Exercise details: After locating the line that holds "-11,7 +12,7 @@", transcribe it and each following line to the end of the records, changing nothing and adding nothing.

#####

PR #131, opened 2016-06-08
Individual address - RIP-88

autotelik:
https://eaflood.atlassian.net/browse/RIP-88

Implement address pages for Individual	

**N.B** This PR lays the basis for Individual address but does not complete story RIP-88  - pushing now so the Individual journey can be completed - which enables RIP-87 Individual Name to go into QA

### DIFF
--- a/app/views/flood_risk_engine/enrollments/steps/_add_exemptions.html.erb
+++ b/app/views/flood_risk_engine/enrollments/steps/_add_exemptions.html.erb
@@ -1,6 +1,7 @@
 <p class="panel panel-border-wide">
   <%= t("flood_risk_engine.enrollments.steps.add_exemptions.lead_paragraph.text_1") %>
-  <br></br>
+  <br>
+  </br>
   <%= t("flood_risk_engine.enrollments.steps.add_exemptions.lead_paragraph.text_2") %>
 </p>
 
@@ -11,7 +12,7 @@
   <%= form_group_and_validation(form, :exemption_ids) do %>
     <%= f.collection_radio_buttons(:exemption_ids, form.all_exemptions, :id, :code) do |b|
       b.label(class: "block-label exemption") do
-        b.radio_button(data: {code: b.object.code}) +
+        b.radio_button(data: {code: b.object.code}, 'aria-expanded': "false") +
             b.object.summary + ' ' + content_tag('span', b.text, class: "exmpt")
       end
     end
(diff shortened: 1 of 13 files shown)


app/forms/flood_risk_engine/steps/local_authority_address_form.rb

#####

Solution to this exercise:
@@ -11,7 +12,7 @@
   <%= form_group_and_validation(form, :exemption_ids) do %>
     <%= f.collection_radio_buttons(:exemption_ids, form.all_exemptions, :id, :code) do |b|
       b.label(class: "block-label exemption") do
-        b.radio_button(data: {code: b.object.code}) +
+        b.radio_button(data: {code: b.object.code}, 'aria-expanded': "false") +
             b.object.summary + ' ' + content_tag('span', b.text, class: "exmpt")
       end
     end
(diff shortened: 1 of 13 files shown)


app/forms/flood_risk_engine/steps/local_authority_address_form.rb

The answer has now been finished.